Collected data entries
....

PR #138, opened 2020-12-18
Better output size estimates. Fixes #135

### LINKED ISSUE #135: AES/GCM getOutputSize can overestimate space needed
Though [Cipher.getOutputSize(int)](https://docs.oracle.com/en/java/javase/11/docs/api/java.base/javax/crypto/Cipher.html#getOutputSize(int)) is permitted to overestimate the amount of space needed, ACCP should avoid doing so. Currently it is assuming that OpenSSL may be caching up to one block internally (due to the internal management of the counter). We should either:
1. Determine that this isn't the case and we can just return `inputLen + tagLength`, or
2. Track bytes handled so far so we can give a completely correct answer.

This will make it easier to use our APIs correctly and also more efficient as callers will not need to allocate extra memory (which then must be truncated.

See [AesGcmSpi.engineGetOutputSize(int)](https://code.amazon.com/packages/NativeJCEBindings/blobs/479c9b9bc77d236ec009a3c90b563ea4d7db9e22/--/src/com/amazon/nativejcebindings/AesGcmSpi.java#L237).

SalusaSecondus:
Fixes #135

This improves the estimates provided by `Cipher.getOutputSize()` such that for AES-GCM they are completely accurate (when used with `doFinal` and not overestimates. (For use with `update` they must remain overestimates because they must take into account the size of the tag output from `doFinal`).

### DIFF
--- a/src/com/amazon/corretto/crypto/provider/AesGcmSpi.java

....

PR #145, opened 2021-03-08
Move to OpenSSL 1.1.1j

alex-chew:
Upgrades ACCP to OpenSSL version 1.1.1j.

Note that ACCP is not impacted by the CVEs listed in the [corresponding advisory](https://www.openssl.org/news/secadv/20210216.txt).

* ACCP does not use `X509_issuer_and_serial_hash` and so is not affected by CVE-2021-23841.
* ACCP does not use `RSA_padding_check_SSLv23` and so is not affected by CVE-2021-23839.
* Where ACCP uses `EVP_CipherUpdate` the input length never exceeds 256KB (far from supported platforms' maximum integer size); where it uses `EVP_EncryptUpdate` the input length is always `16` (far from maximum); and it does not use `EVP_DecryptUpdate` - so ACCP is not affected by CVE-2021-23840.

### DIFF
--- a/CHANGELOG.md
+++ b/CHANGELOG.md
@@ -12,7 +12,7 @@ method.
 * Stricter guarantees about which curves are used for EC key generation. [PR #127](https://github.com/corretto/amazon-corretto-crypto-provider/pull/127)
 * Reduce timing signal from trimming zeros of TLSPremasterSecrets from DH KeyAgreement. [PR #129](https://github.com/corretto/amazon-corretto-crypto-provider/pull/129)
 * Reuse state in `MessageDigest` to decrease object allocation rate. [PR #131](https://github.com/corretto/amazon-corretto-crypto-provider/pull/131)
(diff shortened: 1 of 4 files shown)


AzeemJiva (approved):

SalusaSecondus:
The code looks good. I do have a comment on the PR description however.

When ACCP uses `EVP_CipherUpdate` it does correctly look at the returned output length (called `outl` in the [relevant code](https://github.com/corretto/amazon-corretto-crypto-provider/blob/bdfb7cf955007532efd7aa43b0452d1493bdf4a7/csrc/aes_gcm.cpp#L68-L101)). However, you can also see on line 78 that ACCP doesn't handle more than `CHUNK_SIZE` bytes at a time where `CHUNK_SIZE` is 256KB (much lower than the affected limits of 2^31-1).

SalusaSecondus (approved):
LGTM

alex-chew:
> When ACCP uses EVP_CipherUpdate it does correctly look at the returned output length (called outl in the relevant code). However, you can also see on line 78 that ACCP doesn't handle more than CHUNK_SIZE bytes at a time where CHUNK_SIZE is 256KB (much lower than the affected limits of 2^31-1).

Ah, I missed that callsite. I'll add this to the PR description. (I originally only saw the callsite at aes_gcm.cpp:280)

....

Exercise
Using the records above, copy word for word the line with "PR #138, opened 2020-12-18", the line with "### LINKED ISSUE", and every line between them.

Answer to the exercise
PR #138, opened 2020-12-18
Better output size estimates. Fixes #135

### LINKED ISSUE #135: AES/GCM getOutputSize can overestimate space needed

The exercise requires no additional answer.